The drives in use for zpool HDD are currently shown as unassigned, despite the zpool still existing. The zpool HDD still shows under Storage. If I select 'Storage > Disks' view, then I see the disks associated with HDD zpool from there.
Some possible important notes:
The data on zpool HDD is not important, data recovery is not required.
The HDD zpool is connected via external NetApp DS4246 shelf, but using the same onboard HBA as my healthy zpool which has never shown errors.

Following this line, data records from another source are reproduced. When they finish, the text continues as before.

PR #6, opened 2018-08-23
*: automatically pull missing images before creating containers

erizocosmico:
Depends on #5 

This contains a few changes related to srcd components in the engine:

- Now only allowed namespaces (srcd, srcd-cli and bblfsh) are allowed as components, so it no longer outputs all docker images when listing components. Also you can't install a component that's not a srcd component. We might need to figure out how to deal with dependencies (e.g. pilosa, postgres, etc) of these components. Right now there are none, so no big deal.
- Automatically pulls images that are not installed before creating the containers. This saves the user from having to manage components by hand before doing things.


erizocosmico:
Fixed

I've already tried swapping the cable to the DS4246 and seemingly no change in behavior.
My other healthy zpool was created back in the FreeNAS days, I have yet to update the ZFS version on the pool.
I've tried capturing the zpool version for my healthy pool, but the zpool get version command does not report a version.
Any help with this is greatly appreciated.